*DIRECTIONS FOR THIS TASK*: Please write out the listing again, keeping every character the same.

*SUPPLIED DATA*:

PR #1468, opened 2025-05-19
Fix apparent typo for zopfli enablement

thinkpanzer:
cmake complains when building with -DZOPFLI-ON as opposed to =ON


jberkenbilt:
thnaks for notcign the tpyo.

PR #1486, opened 2025-07-02
Refactor Pl_AES_PDF and Pl_RC4

m-holger:


libqpdf/QPDFWriter.cc
```diff
@@ -844,8 +844,10 @@ QPDFWriter::setEncryptionParametersInternal(
 void
 QPDFWriter::setDataKey(int objid)
 {
-    m->cur_data_key = QPDF::compute_data_key(
-        m->encryption_key, objid, 0, m->encrypt_use_aes, m->encryption_V, m->encryption_R);
+    if (m->encrypted) {
+        m->cur_data_key = QPDF::compute_data_key(
```
m-holger: @jberkenbilt , am I missing something? Are there any situations where we have a cur_data_key when the file is not encrypted?

PR #1490, opened 2025-07-09
Modernize QPDFWriter write methods

m-holger:


m-holger:
@jberkenbilt , could you review the first commit.

Disclaimer: I disavow all knowledge of pkg-config.

m-holger:
@jberkenbilt  , I am merging this as is. We can amend once you had a chance to review it.

jberkenbilt:
I defer to you on this and don't intend to weigh in. I don't know about C++ concepts or fully follow the code.

jberkenbilt:
@m-holger I think this is incorrect -- the cmake files installed my qpdf should take care of this. The fact that this fails indicates a problem with packaging itself, not a problem with the test. The point of the package test is to make sure that qpdf, as packaged, works with a minimal cmake file. This shows it does not,.

PR #1491, opened 2025-07-11
Deprecate QPDF::compute_encryption_key

m-holger:


m-holger:
> Is your intention to just make these private? 

I am trying to remove as much implementation detail from the public header files as possible. This is partly because of #1567 , but also because makes it difficult to achieve greater encapsulation and locality without severe contortions because of the required  order of  include files.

*REPLY TO THE EXERCISE*:
PR #1468, opened 2025-05-19
Fix apparent typo for zopfli enablement

thinkpanzer:
cmake complains when building with -DZOPFLI-ON as opposed to =ON


jberkenbilt:
thnaks for notcign the tpyo.

PR #1486, opened 2025-07-02
Refactor Pl_AES_PDF and Pl_RC4

m-holger:


libqpdf/QPDFWriter.cc
```diff
@@ -844,8 +844,10 @@ QPDFWriter::setEncryptionParametersInternal(
 void
 QPDFWriter::setDataKey(int objid)
 {
-    m->cur_data_key = QPDF::compute_data_key(
-        m->encryption_key, objid, 0, m->encrypt_use_aes, m->encryption_V, m->encryption_R);
+    if (m->encrypted) {
+        m->cur_data_key = QPDF::compute_data_key(
```
m-holger: @jberkenbilt , am I missing something? Are there any situations where we have a cur_data_key when the file is not encrypted?

PR #1490, opened 2025-07-09
Modernize QPDFWriter write methods

m-holger:


m-holger:
@jberkenbilt , could you review the first commit.

Disclaimer: I disavow all knowledge of pkg-config.

m-holger:
@jberkenbilt  , I am merging this as is. We can amend once you had a chance to review it.

jberkenbilt:
I defer to you on this and don't intend to weigh in. I don't know about C++ concepts or fully follow the code.

jberkenbilt:
@m-holger I think this is incorrect -- the cmake files installed my qpdf should take care of this. The fact that this fails indicates a problem with packaging itself, not a problem with the test. The point of the package test is to make sure that qpdf, as packaged, works with a minimal cmake file. This shows it does not,.

PR #1491, opened 2025-07-11
Deprecate QPDF::compute_encryption_key

m-holger:


m-holger:
> Is your intention to just make these private? 

I am trying to remove as much implementation detail from the public header files as possible. This is partly because of #1567 , but also because makes it difficult to achieve greater encapsulation and locality without severe contortions because of the required  order of  include files.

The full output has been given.